DATA SHOWN:
----
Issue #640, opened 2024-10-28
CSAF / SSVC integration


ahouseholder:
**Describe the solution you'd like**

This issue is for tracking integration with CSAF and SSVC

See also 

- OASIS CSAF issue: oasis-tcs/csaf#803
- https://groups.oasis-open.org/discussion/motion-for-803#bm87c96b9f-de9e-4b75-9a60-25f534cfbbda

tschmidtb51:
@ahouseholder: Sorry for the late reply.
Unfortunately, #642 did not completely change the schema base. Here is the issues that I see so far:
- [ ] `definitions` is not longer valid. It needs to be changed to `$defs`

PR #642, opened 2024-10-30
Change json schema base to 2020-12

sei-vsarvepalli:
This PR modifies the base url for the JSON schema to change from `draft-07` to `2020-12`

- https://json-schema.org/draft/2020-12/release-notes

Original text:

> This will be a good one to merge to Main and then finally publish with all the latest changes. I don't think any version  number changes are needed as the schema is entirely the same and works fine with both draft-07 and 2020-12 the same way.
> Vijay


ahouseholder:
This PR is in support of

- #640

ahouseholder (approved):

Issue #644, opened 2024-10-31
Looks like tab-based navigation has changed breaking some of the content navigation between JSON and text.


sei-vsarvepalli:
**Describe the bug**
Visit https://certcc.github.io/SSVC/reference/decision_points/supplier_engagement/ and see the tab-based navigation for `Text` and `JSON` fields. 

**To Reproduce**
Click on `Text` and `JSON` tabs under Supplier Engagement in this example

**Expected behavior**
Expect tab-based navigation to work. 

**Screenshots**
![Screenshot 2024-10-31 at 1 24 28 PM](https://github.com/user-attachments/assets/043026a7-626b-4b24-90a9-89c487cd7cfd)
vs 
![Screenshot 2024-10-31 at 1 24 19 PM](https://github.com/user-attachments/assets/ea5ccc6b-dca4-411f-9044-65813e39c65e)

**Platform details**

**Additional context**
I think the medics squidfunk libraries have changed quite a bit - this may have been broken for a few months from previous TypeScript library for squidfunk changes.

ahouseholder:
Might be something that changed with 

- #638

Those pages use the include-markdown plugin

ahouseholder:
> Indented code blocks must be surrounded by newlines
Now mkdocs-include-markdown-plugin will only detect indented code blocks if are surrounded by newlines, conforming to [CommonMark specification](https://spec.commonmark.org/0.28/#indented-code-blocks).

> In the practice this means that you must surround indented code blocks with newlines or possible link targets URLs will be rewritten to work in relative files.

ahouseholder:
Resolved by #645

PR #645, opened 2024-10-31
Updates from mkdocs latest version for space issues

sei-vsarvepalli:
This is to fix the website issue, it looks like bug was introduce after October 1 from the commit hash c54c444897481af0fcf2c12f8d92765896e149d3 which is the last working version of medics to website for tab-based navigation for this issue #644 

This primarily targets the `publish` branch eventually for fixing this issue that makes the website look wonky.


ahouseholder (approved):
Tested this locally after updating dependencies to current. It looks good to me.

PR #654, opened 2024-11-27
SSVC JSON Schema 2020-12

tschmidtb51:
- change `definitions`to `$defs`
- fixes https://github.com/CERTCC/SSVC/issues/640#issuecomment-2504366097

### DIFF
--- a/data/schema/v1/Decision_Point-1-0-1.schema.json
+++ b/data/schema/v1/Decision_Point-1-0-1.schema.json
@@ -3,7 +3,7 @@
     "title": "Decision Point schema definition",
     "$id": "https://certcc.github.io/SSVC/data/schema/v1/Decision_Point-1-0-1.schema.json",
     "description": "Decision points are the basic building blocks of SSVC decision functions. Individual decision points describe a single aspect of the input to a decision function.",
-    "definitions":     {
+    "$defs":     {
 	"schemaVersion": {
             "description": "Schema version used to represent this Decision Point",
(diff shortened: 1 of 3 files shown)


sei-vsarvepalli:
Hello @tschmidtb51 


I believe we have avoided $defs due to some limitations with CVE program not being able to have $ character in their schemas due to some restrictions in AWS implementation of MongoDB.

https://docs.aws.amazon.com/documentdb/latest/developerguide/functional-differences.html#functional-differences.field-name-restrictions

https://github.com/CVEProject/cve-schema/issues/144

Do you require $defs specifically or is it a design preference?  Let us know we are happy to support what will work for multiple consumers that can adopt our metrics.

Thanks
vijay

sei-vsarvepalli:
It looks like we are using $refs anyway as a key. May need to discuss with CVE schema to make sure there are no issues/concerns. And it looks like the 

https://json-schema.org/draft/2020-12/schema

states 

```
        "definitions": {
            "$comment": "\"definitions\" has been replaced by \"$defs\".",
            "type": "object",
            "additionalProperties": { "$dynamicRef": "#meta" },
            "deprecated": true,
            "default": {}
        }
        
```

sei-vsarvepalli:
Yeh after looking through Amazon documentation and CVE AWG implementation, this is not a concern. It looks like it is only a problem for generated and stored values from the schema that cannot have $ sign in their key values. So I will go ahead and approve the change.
----
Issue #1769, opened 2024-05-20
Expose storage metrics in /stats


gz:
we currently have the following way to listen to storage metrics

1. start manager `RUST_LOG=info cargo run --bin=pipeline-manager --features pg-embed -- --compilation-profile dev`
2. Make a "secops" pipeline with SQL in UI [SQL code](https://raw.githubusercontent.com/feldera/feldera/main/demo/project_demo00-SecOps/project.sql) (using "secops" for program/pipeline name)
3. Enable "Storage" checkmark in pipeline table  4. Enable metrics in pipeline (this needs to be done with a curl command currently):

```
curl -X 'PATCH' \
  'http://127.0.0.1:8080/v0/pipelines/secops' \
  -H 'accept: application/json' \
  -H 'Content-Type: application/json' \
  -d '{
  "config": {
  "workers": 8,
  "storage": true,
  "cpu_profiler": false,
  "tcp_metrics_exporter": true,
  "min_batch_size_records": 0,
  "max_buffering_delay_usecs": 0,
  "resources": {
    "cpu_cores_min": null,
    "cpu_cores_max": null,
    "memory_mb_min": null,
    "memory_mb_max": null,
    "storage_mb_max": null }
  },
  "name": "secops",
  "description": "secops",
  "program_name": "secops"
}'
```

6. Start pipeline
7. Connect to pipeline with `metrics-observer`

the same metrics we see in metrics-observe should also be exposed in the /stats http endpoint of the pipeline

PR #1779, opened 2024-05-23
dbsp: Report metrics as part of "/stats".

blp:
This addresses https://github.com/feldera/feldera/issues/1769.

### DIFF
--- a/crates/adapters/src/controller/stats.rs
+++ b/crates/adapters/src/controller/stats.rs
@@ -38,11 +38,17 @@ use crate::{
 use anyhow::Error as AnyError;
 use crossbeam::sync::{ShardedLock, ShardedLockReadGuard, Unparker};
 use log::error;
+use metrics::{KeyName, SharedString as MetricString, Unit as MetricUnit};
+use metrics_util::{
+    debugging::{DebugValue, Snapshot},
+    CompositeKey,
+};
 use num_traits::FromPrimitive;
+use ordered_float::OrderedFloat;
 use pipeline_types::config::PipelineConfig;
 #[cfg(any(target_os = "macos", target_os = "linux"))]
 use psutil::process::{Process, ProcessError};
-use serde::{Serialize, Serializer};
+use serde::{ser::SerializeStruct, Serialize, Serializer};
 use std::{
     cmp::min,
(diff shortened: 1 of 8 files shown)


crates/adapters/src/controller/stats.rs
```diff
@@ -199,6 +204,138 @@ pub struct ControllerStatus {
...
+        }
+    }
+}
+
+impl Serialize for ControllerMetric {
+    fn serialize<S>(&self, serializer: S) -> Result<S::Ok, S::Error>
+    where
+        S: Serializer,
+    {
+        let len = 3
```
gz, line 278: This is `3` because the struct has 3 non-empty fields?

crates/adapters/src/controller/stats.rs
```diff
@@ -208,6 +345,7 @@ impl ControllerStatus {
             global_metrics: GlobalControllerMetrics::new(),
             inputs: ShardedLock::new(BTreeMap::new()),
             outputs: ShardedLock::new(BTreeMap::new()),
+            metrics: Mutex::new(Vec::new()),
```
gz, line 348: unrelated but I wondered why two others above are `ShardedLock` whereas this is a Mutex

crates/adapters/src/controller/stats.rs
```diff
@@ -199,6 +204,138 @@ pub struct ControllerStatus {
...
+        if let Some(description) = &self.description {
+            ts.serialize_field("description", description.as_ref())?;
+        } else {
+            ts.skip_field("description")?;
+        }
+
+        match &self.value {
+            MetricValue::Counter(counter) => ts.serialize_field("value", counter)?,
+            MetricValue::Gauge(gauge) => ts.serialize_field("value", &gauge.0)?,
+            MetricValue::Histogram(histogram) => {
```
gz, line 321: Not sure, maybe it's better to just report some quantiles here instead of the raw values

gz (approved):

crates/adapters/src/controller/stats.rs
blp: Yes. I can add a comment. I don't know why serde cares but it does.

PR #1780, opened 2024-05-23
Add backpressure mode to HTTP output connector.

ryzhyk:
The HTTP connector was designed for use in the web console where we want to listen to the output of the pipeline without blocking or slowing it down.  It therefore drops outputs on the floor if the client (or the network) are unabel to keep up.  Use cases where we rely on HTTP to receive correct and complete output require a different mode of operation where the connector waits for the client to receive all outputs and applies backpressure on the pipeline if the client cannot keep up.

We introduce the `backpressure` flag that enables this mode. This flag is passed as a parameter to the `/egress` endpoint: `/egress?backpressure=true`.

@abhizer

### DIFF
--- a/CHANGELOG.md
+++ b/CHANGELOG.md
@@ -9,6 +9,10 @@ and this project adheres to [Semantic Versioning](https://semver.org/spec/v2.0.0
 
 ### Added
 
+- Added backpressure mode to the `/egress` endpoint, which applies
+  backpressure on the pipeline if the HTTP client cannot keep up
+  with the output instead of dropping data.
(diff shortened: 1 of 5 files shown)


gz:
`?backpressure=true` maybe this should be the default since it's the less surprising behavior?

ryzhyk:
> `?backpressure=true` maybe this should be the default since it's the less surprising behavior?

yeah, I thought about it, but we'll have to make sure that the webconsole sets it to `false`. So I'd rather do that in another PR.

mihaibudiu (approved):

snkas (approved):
----
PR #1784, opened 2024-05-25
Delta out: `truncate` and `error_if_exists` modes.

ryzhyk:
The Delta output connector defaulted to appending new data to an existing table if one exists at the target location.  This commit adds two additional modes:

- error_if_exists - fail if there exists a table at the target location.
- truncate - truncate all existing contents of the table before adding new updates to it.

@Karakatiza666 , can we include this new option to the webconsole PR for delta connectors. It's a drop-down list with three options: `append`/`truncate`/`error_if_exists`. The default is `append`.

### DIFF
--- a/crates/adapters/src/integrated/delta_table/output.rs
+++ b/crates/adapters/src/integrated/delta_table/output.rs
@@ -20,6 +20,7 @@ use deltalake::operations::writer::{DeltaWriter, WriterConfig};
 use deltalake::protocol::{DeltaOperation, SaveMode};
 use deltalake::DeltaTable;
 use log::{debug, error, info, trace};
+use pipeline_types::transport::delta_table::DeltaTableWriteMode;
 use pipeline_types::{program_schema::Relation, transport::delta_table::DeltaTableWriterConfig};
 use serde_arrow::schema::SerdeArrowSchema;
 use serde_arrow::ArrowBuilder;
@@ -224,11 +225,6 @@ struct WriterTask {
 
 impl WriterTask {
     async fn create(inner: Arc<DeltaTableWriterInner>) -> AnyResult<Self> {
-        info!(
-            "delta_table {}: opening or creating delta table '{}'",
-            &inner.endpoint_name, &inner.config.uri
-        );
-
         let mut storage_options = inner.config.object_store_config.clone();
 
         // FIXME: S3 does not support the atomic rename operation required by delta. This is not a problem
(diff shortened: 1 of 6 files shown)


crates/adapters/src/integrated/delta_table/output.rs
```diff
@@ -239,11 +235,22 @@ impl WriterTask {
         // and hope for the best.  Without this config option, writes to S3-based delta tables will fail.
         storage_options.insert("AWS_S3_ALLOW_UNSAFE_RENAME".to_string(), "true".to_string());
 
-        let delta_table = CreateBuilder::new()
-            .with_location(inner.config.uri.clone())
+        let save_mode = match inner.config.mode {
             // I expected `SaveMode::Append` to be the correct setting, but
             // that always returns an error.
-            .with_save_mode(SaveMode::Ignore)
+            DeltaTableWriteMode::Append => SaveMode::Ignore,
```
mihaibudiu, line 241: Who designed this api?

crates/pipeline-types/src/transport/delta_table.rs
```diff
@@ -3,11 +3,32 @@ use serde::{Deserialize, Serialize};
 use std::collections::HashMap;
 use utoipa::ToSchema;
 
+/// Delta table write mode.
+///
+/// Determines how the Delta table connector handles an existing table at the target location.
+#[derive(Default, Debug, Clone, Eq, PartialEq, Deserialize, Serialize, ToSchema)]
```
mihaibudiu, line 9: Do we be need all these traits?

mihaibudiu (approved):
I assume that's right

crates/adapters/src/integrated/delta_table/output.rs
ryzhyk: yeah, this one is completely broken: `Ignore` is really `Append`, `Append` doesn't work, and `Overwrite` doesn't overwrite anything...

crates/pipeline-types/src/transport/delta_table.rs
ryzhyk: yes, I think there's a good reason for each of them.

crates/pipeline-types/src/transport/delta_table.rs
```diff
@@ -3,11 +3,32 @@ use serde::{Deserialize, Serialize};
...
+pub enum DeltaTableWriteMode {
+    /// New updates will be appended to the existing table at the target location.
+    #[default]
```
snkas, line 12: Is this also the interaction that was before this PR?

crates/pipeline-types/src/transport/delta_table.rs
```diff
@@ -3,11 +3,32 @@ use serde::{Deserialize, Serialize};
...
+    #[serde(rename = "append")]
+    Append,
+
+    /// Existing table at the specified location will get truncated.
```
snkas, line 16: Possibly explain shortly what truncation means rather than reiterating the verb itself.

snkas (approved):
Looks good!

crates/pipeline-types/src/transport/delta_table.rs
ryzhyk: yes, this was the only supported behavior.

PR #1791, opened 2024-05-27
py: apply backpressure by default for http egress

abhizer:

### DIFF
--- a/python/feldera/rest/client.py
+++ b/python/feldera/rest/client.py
----
EXERCISE: Work out how many lines in this data contain "files". Only that number should be given.

EXERCISE RESPONSE: 5